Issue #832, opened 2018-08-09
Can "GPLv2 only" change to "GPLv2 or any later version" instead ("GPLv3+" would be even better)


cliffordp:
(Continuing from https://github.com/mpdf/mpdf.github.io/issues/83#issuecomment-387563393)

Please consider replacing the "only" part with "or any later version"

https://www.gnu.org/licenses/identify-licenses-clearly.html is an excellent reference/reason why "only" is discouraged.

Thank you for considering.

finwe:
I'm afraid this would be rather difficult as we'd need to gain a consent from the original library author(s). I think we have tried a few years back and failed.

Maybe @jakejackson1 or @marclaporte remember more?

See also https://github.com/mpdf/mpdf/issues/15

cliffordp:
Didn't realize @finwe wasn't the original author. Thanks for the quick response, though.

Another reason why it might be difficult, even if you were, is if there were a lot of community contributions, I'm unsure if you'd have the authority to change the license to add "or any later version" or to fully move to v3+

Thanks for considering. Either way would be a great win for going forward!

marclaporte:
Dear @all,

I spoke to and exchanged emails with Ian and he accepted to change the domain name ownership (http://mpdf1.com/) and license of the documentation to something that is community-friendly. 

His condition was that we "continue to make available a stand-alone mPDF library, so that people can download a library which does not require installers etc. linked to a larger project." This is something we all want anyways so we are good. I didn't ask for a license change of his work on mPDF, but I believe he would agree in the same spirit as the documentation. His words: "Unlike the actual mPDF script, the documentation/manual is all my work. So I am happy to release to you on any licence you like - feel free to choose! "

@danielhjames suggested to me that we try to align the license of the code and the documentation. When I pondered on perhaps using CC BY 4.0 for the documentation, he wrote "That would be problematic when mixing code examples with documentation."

...

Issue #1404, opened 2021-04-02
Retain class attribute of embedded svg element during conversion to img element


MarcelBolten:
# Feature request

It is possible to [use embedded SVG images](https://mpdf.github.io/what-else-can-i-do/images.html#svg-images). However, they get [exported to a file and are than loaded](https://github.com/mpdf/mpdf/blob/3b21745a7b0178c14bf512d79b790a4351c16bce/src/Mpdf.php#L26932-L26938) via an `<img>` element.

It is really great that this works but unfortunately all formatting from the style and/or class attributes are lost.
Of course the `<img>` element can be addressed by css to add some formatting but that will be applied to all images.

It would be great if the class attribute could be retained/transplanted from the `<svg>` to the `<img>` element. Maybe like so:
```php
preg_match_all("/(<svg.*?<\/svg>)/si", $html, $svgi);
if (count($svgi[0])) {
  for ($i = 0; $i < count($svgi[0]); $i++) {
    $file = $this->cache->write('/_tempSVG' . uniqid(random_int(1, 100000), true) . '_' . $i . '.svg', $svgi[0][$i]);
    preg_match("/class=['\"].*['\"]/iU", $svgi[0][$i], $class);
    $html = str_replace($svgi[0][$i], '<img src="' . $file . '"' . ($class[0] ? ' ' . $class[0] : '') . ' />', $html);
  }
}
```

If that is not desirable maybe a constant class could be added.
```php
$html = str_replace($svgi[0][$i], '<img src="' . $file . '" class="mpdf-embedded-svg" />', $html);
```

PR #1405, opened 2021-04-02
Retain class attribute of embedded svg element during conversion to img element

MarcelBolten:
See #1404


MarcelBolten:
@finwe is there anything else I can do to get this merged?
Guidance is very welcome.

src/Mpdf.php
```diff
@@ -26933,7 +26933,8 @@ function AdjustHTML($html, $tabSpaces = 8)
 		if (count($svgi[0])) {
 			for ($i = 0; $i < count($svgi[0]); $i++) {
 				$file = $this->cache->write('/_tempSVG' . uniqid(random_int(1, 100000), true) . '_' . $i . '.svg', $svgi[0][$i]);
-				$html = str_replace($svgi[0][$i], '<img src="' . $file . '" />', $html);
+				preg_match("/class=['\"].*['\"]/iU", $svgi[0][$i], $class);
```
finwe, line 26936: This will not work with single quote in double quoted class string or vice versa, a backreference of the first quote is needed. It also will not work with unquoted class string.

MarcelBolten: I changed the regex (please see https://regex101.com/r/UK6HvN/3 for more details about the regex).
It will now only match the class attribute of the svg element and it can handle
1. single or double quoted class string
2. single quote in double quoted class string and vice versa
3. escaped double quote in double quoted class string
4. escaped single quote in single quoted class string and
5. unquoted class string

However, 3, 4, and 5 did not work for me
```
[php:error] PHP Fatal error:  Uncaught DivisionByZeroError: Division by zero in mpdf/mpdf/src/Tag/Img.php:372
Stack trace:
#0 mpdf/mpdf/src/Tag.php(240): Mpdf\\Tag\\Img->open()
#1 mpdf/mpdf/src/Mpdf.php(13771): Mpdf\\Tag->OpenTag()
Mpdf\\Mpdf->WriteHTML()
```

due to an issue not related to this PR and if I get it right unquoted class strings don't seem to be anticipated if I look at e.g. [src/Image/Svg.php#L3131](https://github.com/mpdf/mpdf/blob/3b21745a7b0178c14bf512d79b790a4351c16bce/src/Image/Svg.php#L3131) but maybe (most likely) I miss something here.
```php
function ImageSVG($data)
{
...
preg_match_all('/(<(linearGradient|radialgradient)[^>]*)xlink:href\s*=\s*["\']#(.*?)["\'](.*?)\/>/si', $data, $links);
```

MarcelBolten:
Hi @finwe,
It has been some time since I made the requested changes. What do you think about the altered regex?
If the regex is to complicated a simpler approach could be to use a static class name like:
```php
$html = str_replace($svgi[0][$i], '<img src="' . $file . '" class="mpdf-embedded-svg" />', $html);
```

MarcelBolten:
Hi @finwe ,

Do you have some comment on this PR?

**What the task requires:**
Nothing but lines that contain "considering" should appear in the answer. Copy each from the records.

**Final answer:**
Thank you for considering.
Thanks for considering. Either way would be a great win for going forward!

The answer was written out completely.